More and more aerospace applications are incorporating fiber optics technology into their designs due to its many advantages over copper. The thinner fiber solutions provide higher speed over a longer distance, are more reliable, offer higher noise immunity and, in many cases, lower the cost of ownership. Additionally, for the same diameter, fiber can pack more data than copper. Fiber is faster than the category 5 and 6 copper cables, approaching the speed of light (31% lower). For copper, pushing the speed beyond 1G is a challenge, but for fiber 10G is quite common. Copper is limited by distance. Usually, signal degradation with copper will occur after about 90 meters (2.7 km maximum for custom systems), while fiber can achieve more than 1.5 km without a problem and can deliver over 80 km depending on transmission signal quality.

Perhaps the most significant advantage of fiber is that it is not affected by electrical noise because the transmission uses light instead of electrical signals. The typical electromagnetic interference (EMI) that affects copper cables will not be encountered with fiber optics. Over time, the copper will also degrade and have worse signal-to-noise ratio
Compared with copper, a fiber system can be very efficient. In the case of a fiber-based Ethernet connection, more than 99.5% of the signal can be delivered to the Ethernet hub. Different types of convertors can be used to convert signals from the popular unshielded twisted pair (UTP) Ethernet connections over fiber cable, so many lower speed UTPs can be combined to achieve, for example, 100/120 Gigabits.

Challenges of Fiber Interconnect Design in Space

According to NASA, space radiation is made up of three kinds of radiation: particles trapped in the Earth’s magnetic field; particles shot into space during solar flares (solar particle events); and galactic cosmic rays, which are high-energy protons and heavy ions from outside our solar system (Figure 1).

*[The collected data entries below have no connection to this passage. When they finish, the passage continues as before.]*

PR #37173, opened 2026-03-18
fix: adjust timeout in test

reinsch82:
the timeout length doesn't influence the runtime length of the test, because the task run is intended to be aborted early.

### Reviewing cheatsheet

- ❌ ❓**must** be fixed
- 🤔 💅 **should** be fixed
- 💭 **may** be fixed
- 🎉 celebrate happy things


platforms/core-runtime/logging/src/integTest/groovy/org/gradle/internal/logging/console/TaskbarProgressResetFunctionalTest.groovy
```diff
@@ -63,7 +61,7 @@ class TaskbarProgressResetFunctionalTest extends AbstractIntegrationSpec {
         buildFile << """
             task block {
                 doFirst {
-                    Thread.sleep(10_000)
+                    Thread.sleep(60_000)
```
ljacomet, line 64: ❓ Is there a reason you can't leverage the blocking server for this?
It would remove any non-determinism from the test.

PR #37174, opened 2026-03-18
Move some process api classes back to core-api

ghale:
The provider API work creates a dependency on providers in these classes.  Providers are too deeply entangled with core-api to extract right now.  So, moving these classes back until we can disentangle providers from core-api.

This adds up to ionizing radiation, proton and gamma ray attacks. These attacks have a major impact on electronic circuits, described as the total Ionizing Dose (TID) effects, which is measured in rad (radiation absorbed dose). Note that 1 rad = an absorbed energy of 0.01 J/kg of material, and 1 gray = 100 rads. The impact of exposure to space radiation ranges from degradation of performance to total malfunction. In space, one would imagine that the results can be quite serious.

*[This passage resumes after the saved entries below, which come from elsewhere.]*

PR #37182, opened 2026-03-18
Make some tests in core CC-compatible

ov7a:
### Reviewing cheatsheet

- ❌ ❓**must** be fixed
- 🤔 💅 **should** be fixed
- 💭 **may** be fixed
- 🎉 celebrate happy things

### DIFF
--- a/subprojects/core/src/integTest/groovy/org/gradle/configuration/project/LifecycleProjectEvaluatorIntegrationTest.groovy
+++ b/subprojects/core/src/integTest/groovy/org/gradle/configuration/project/LifecycleProjectEvaluatorIntegrationTest.groovy
@@ -19,6 +19,7 @@ package org.gradle.configuration.project
 import org.gradle.execution.taskgraph.NotifyTaskGraphWhenReadyBuildOperationType
 import org.gradle.integtests.fixtures.AbstractIntegrationSpec
 import org.gradle.integtests.fixtures.BuildOperationsFixture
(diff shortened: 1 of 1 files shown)


ov7a:
@bot-gradle test this

subprojects/core/src/integTest/groovy/org/gradle/internal/operations/logging/LoggingBuildOperationProgressIntegTest.groovy
```diff
@@ -371,10 +370,23 @@ class LoggingBuildOperationProgressIntegTest extends AbstractIntegrationSpec {
...
+            }
+
+            def cleanup = gradle.sharedServices.registerIfAbsent("listenerCleanup", ListenerCleanupService) {}
+            cleanup.get().with {
+                it.manager = manager
+                it.listener = listener
+            }
+
+            tasks.register("t") {
+                usesService(cleanup)
```
tresat, line 388: 🤔 Is this cleanup service even necessary?  Why do we care if the listeners aren't removed?

ov7a: It affects the daemon and other tests. (This was my first approach)

ov7a: It may be fixed with an isolated daemon, but I don't think it's worth it.

PR #37210, opened 2026-03-20
Extract hashing implementation classes from core to new hashing-services module

ghale:
Note that there is an existing `hashing` project, but this is currently a published library.  We can't move these classes in there because they would drag new dependencies that would then need to be published, so we use a new project for this.

There are some service registrations that should ideally move with these, too, but they are still too entangled with other stuff in core.

### Reviewing cheatsheet

- ❌ ❓**must** be fixed
- 🤔 💅 **should** be fixed
- 💭 **may** be fixed
- 🎉 celebrate happy things


ghale:
@bot-gradle test this

PR #37213, opened 2026-03-20
Add `getBoolean` to `InternalOptions` for null-safe boolean option access

alllex:
The existing `getOption().get()` pattern for `InternalFlag` options silently unboxes `Boolean` to `boolean`, risking an NPE with no diagnostic context. The new `getBoolean(InternalFlag)` default method adds an explicit null check with a clear error message and returns a primitive `boolean` directly.

All callsites reading `InternalFlag` values via `.getOption(...).get()` are migrated to use `getBoolean(...)`, including the Kotlin `getInternalFlag` extension function and the operator overload in `BuildModelParametersProvider`.


alllex:
Superseded by https://github.com/gradle/gradle/pull/37222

The environment in space is harsh and demanding. Commercial-off-the-shelf (COTS) devices have to be able to endure the extreme temperature swings and the constant vibration. Failure is not an option in a space mission. Adding to this is the challenge to deliver maximum performance with minimum space, weight and power (SWaP), high mean-time-between-failure (MTBF), and reliability.

Designing for aeronautics is very different than designing for the earth environment. Aeronautical applications, such as spacecraft, satellites, and military aircraft are much more challenging. Designers of fiber interconnect solutions have to consider specific requirements to deal with those challenges. The three major challenges are:

  • Space radiation attacks
  • Operation in harsh environment
  • Achieving space, weight and power requirements (SWaP) and reliability
Spacecrafts experience constant attacks of space radiation from magnetic fields, solar flares and galactic cosmic rays.

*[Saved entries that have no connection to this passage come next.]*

PR #37221, opened 2026-03-20
Split out :process-services-base

jvandort:
Split :process-services into :process-services-base, pulling out all classes related to `ClientExecHandleBuilderFactory`. This is the most internal infrastructure for starting processes, and doesn't pull in any `:core` or `:core-api` dependencies like `FileCollection`, `ForkOptions`, etc. 

The intention of this project is for use in the CLI and TAPI client, so we can break it off from the daemon dependency chain. Client code should not depend on core API classes, as they have a different lifecycle (restricted by deprecation cycles for the API) and runtime constraints (daemon code can compile to Java 17, client has more restrictions)

### Reviewing cheatsheet

- ❌ ❓**must** be fixed
- 🤔 💅 **should** be fixed
- 💭 **may** be fixed
- 🎉 celebrate happy things


jvandort:
@bot-gradle test this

Figure 1. Spacecrafts experience constant attacks of space radiation from magnetic fields, solar flares and galactic cosmic rays.

Best Practices for Optical Interconnect Design

paceABLE is a radiation-resistant optical transceiver created by Reflex Photonics. The modules measure less than 3 cm2 and weigh less than 15 g.

Figure 2. SpaceABLE SM is a radiation-resistant optical transceiver created by Reflex Photonics. The modules measure less than 3 cm2 and weigh less than 15 g.

Defend Against Radiation with Radiation-Resistant Design

What are the design considerations to meet the requirements as described above? It is important to defend against the radiation from ionizing, gamma, and other attacks. There are several methods to protect the device from radiation, including shielding, error correction, and using radiation-resistant components, which some refer to as radiation hardening. Shielding works for low-level radiation. Error correction works if the amount of radiation only temporarily impacts the device. However, heavy error correction will slow down the performance of the device.

Increasingly, more designs are incorporating radiation-resistant components to protect the device. Radiation-resistant silicon uses a different approach from the typical semiconductor wafers. The common approach is silicon on insulator (SOI) and silicon on sapphire (SOS), which enable radiation-resistant components to withstand an attack of ionizing radiation. While commercial-grade silicon can withstand between 50 and 100 gray (5 and 10 krad), radiation-resistant solutions can withstand 5 to 1000 times more depending on the types of components involved (Figure 2).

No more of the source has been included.